Although I only work part time, those three days a week mean I don’t get to spend the quality time I’d like with my children as it is. If I added a third child into the mix, this would only be stretching things further. Actually, I probably couldn’t afford to go to work if I had three in childcare so we would have to make other sacrifices too. I would need to consider changing my car, looking at activities and clubs and look at the bedroom situation at home. Moving from two to three would mean quite a lot of upheaval and change for us all.
But as well as thinking about work and money, there’s the logistics of having three- you can only ever hold two hands at a time, there’s only two knees to sit on for stories! Now I know this seems a little dramatic but in my mind I can cope with two. If two have a tantrum, I can handle it. If two need a hug, I have two arms. But if there were three, I think I’d be tearing my hair out more than I already do.
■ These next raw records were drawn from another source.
Issue #3458, opened 2017-03-17
UX: Top bar is too green on green


maartenkling:
Multiple clients complaining about the green on green on green in the top where the main actions are.
<img width="667" alt="wagtail_-_home" src="https://cloud.githubusercontent.com/assets/946684/24032730/c48a7b94-0ae9-11e7-8935-10ec28030583.png">

heymonkeyriot:
@maartenkling see also #2224. Contrast is an issue for quite a few elements imho.

thibaudcolas:
Closing this now with the merge of #4788.

PR #3808, opened 2017-08-29
Toggleable high contrast mode [WIP]

kapito:
This isn't the most efficient solution and it definitely needs some work to be completely viable, but here's my attempt at reworking #3106 using @thibaudcolas' suggestion of having a toggleable high contrast mode.

Demonstration: https://gfycat.com/ImprobableAfraidDavidstiger

To do:

- [x] ~~Find alternative approach to apply the new styling (currently using jQuery which is bad for performance)~~ Now uses CSS, but jQuery is still needed to add the class on every page load...

- [ ] Make the setting account-based, rather than applying for everyone using Wagtail on that machine

- [ ] Improve the high contrast mode to comply 100% with [WCAG 2.0 standards](https://www.w3.org/TR/WCAG20/)

- [ ] Add tests

Related: #2224, #3106, #3458.

### DIFF
--- a/wagtail/wagtailadmin/static_src/wagtailadmin/js/core.js
+++ b/wagtail/wagtailadmin/static_src/wagtailadmin/js/core.js
@@ -169,7 +169,7 @@ $(function() {
                 'color': '#fff'
             });
 
-            $('.button, .messages, .warning, .success').css({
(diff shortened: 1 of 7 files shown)


jjanssen:
Closing this PR since we recently improved the colour contrast within the release of 2.3.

It’s not just about the logistics
People keep asking if I’m going for any more and I can honestly say that I’m happy saying no. I thought I would be upset that Benjamin would be my last baby. I’m not. I’m actually looking forward to watching our family change and develop as the children grow. I can’t wait to take them both abroad and go to the theatre. Although I love the chaos of children, I like having control too. Play dates and friends can fill the gaps of chaos and then when they go home, I can reclaim some control and enjoy a more peaceful world too.
There’s a two and a half year age gap between them and now that Benjamin is almost two, they are playing together more (rather than just besides each other); they obviously love each other and are going to be thick as thieves together. I can’t wait to start doing activities that they can both enjoy and do together rather than having to adapt the activity because one is too young. I went through a stage of not allowing Isabella to get out toys which had small pieces in case Benjamin swallowed them. She would never play in her room so I just banned them for a while. I hated doing that and looking back, I actually think it impacted on her behaviour as she was probably a little bored but now we can have those games out and we can craft a little more. We are beginning to grow together and I’m really enjoying it.
So, to me, my little family of four is perfect and this is why two is enough for me.